I've been updating my coding skills over the last week or so, and have taken on a toy project to help myself explore Groovy scripting further. However, this question is not really limited to groovy, but a general algorithm.design pattern question.Say I have an ordered hash map of items, each with a weighted value: ( Nothing - 50, Pair - 25, Two Pair - 10, Trips - 5).

How would you code a method that returns a random item from that list so the frequency distribution of each item would equal to the weighted value. Ideally the method must work for any ordered map. Or even any map, as I'm not sure how strong the native map ordering is in Groovy.

I've got a solution that works, but it doesn't seem to be the most efficient way of doing it.

I'm imaging there's a couple of programmers who've hit this before and sailed through it. I'm happy to share my code if it helps.

Well, twenty years ago, a programmer might have simply set up an array: nothing, nothing, nothing (x10), pair, pair (x5), two pair, two pair, trips, etc. That might still be a decent brute-force way to do it, but I'm sure there's a much more elegant algorithm available.

Do you know if video poker machines (I assume that's what you're experimenting with here) still use that same ancient C program that was running the 486 processors in 1993? I know that IGT was kind of reluctant to upgrade their programming as long as the old stuff worked, since a VP program isn't exactly taxing for the CPU.

The weighted numbers are much larger than what I've used here, so that would rapidly get ugly. However, the hash map is small.

No idea.. but I'd suspect a lot of the core code has been the same for years.. writing bullet proof code is hard, and testing it to ensure it's bullet proof is why they pay me. I'd avoid paying me if I was IGT and use something that was 'known good'.

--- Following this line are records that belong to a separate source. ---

PR #9833, opened 2023-05-04
fixes an NRE and bug with trauma

MaxIsJoe:
CL: [Fix] Fixed newly imported body parts not having trauma enabled on them by default.
CL: [Fix] Fixed an NRE with trauma trying to access it's related body part when it was destroyed or removed.

### DIFF
--- a/UnityProject/Assets/Scripts/HealthV2/Living/Damage/Trauma/TraumaLogic.cs
+++ b/UnityProject/Assets/Scripts/HealthV2/Living/Damage/Trauma/TraumaLogic.cs
@@ -46,6 +46,13 @@ namespace HealthV2
 		/// </summary>
 		protected void GenericStageProgression()
 		{
+			if (gameObject == null || bodyPart == null)
+			{
+				Logger.LogWarning(
+					"[TraumaLogic/GenericStageProgression] - bodyPart might have been destroyed during other stage progressions. Skipping..");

Abstractly, you're talking about the same concept as a weighted slot machine reel. You want to 'spin' the array and display the chosen 'symbol'. The algorithm choice comes down to space vs. time. You can do it in constant-time if you pre-generate an array of size N = total weight, as mkl suggested, and then just do a random draw between 0 and N-1. But if you're looking for a more space-efficient algorithm then you can probably auto-generate a tree and do a log-n traverse somehow. How big is N, anyway?

Add up all the weights.

Pick a number between 1 and that total.

Subtract the first weight from your picked number.

- If you hit zero or below, that's your pick.

- If not, go to the next weight and repeat.

Example:

50, 25, 10, 5 are the weights for picks 1, 2, 3, 4.

Pick a number between 1 and 90. (example: 75)

Subtract weight of pick 1. (75 - 50 = 25)

Drop to zero? (No)

Subtract weight of pick 2 (25 - 25 = 0)

Drop to zero? (Yes)

Pick 2 is your weighted pick.

Example 2:

Pick a number between 1 and 90. (example: 88)

Subtract weight of pick 1 (88 - 50 = 38)

Subtract weight of pick 2 (38 - 25 = 13)

Subtract weight of pick 3 (13 - 10 = 3)

Subtract weight of pick 4 (3 - 5 = -2)

Drop to zero or below? (Yes)

Pick 4 is your weighted pick.

If you want to trade memory for speed, there are things you can do to make selection in constant time. For example, use the 'alias method', described here: http://prxq.wordpress.com/2006/04/17/the-alias-method/. It is really really elegant, runs in constant time, and requires linear memory.

X is one million.

Yeah, then your best bet is to use something smarter with memory than the single-array pick. You've got a few choices - both the algorithm Dween described and the tree-traversal I suggested are listed here:

http://eli.thegreenplace.net/2010/01/22/weighted-random-generation-in-python/

More on the Alias method, including a comment section describing how it works:

http://cg.scs.carleton.ca/~luc/rnbookindex.html

Chapter 3 probably has a solution for what you want. I haven't read it yet, but I'll probably take the PDFs to a printer and make myself a hard copy (the author says it's okay).

I'm going to take a look at the other algorithms as well.

I'm peeling off the whole thing into a seperate object, so the pay table, frequency and other items will be methods and variables I can call at any time.